The destruction wrought by our political and financial elites could take another 10 years to undo.
trading floor

In addition to the usual (and deserved) remembrances of the September 11 attacks, this week also marks the grim anniversary of a very different but equally significant collapse. Ten years ago on September 15, the financial meltdown began that would usher in the recession of 2008.  

It was the single worst financial crisis in the adult lifetime of almost everyone who was alive at the time. Yet you’d never know it from the way our ruling class has behaved ever since. When they weren’t using the Great Recession for crude racial and class warfare demagoguery, they were effectively denying that it was really that bad. (Remember Democrats’ weak retort to Donald Trump that “America is already great”? Or Republicans tossing off “We don’t have a revenue problem, we have a spending problem” at the height of unemployment and low aggregate demand?)
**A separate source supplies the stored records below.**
PR #618, opened 2020-08-13
Feature Image in Blog Page

Jashpatel1:
**Description**

This PR fixes #

**Notes for Reviewers**


Jashpatel1:
> Few changes:
> 
> 1. Please remove the  component from the blog pages
> 2. Apply these set of CSS to the class `page-header` to fix the issue of the image:
> 
> ```
>     height: auto;
>     margin: auto;
>     margin-top: 124px;
>     padding-top: 0px;
>     padding-bottom: 0px;
> ```
> 
> Few improvisation can be done like increasing the width and merging the padding and margins into one.

1. Can you please specify which component?
2. On using the above mentioned styles, the problem still persists.

Nikhil-Ladha:
> > Few changes:
> > 
> > 1. Please remove the  component from the blog pages
> > 2. Apply these set of CSS to the class `page-header` to fix the issue of the image:
> > 
> > ```
> >     height: auto;
> >     margin: auto;
> >     margin-top: 124px;
> >     padding-top: 0px;
> >     padding-bottom: 0px;
> > ```
> > 
> > 
> > Few improvisation can be done like increasing the width and merging the padding and margins into one.
> 
> 1. Can you please specify which component?
> 2. On using the above mentioned styles, the problem still persists.

src/ressouce/PageHeader/index.js
I will check if some other style was also needed. But, as far as I remember it fixes the issue.

Nikhil-Ladha:
> > Few changes:
> > 
> > 1. Please remove the  component from the blog pages
> > 2. Apply these set of CSS to the class `page-header` to fix the issue of the image:
> > 
> > ```
> >     height: auto;
> >     margin: auto;
> >     margin-top: 124px;
> >     padding-top: 0px;
> >     padding-bottom: 0px;
> > ```
> > 
> > 
> > Few improvisation can be done like increasing the width and merging the padding and margins into one.
> 
> 1. Can you please specify which component?
> 2. On using the above mentioned styles, the problem still persists.

I forgot to add `width:500px` to it. Add a fixed width and it will work.

Nikhil-Ladha:
> > > Few changes:
> > > 
> > > 1. Please remove the  component from the blog pages
> > > 2. Apply these set of CSS to the class `page-header` to fix the issue of the image:
> > > 
> > > ```
> > >     height: auto;
> > >     margin: auto;
> > >     margin-top: 124px;
> > >     padding-top: 0px;
> > >     padding-bottom: 0px;
> > > ```
> > > 
> > > 
> > > Few improvisation can be done like increasing the width and merging the padding and margins into one.
> > 
> > 
> > 
> > 1. Can you please specify which component?
> > 2. On using the above mentioned styles, the problem still persists.
> 
> I forgot to add `width:500px` to it. Add a fixed width and it will work.

leecalcote:
Looks better and better.

Nikhil-Ladha:
Isn't 90% too much? 
Well, i am on mobile right now. So, if it looks good with this update in desktop view, then it's fine.

Jashpatel1:
@Nikhil-Ladha Does 75% suits good?

Nikhil-Ladha:
Actually,  I meant that for mobile 90% looks good because the screen is small so if the image covers most of the screen it looks good. But, in case of bigger screens as we grow we may need to reduce the width as per screen size.
Also, there is a lot of white space on the top and bottom of the feature image, that can be reduced too.

Jashpatel1:
> Actually, I meant that for mobile 90% looks good because the screen is small so if the image covers most of the screen it looks good. But, in case of bigger screens as we grow we may need to reduce the width as per screen size.
> Also, there is a lot of white space on the top and bottom of the feature image, that can be reduced too.

For bigger screens I have added max-width: 500 px.

Nikhil-Ladha:
Oops, my eye!!!
Though, since you have added a better approach, I have one more thing to add, it is that the feature image looks good in that size, but we would want to have the `heading` or the name of the blog to be a bit wider, I mean relaxed and expanded rather than being compressed. So, since we have added the image using `gatsby-image` plugin the width of the image will not distort even if we increase the size of `class: page-header` to something around `1000px`, such that heading looks better. I have tried it for few of the blogs and it works fine for me. If you could confirm that from your end, and update that too.

PR #671, opened 2020-08-24
feat: choose between gird and list view in blogs

Tanuj22:
**Description**

**Notes for Reviewers**


Tanuj22:
@Nikhil-Ladha @leecalcote when filtering by tags in list view. Should it be in gird layout?

leecalcote:
Nice. Even though, the page location (the URL) is changing, the page is not fully reloading, correct? Just the main posts module?

It would be good to switch out the light red/pink highlight color with the light green from the Layer5 color scheme.

Tanuj22:
They are seperate pages so I think it is fully reloading. Will way a way to to to not make it fully reload

Tanuj22:
@Nikhil-Ladha what kind of icons were you thinking for list view and gird view?

Nikhil-Ladha:
Screenshot from 2020-08-12 18-15-24
Something like we have on this page, in the top right

Nikhil-Ladha:
The third icon is not needed only the first two will suffice.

Trenchant New Republic columnist Jeet Heer recently noted in a Twitter essay that centered on the funeral of John McCain, “We’ve had decades of elite failure, elite impunity, elite coddling of racism…and also elite tolerance of corruption.” He finished by noting that “The failure of the elite to come to terms with its own responsibility vitiates everything [else].” He might as well have been writing an editorial on the meltdown and its aftermath.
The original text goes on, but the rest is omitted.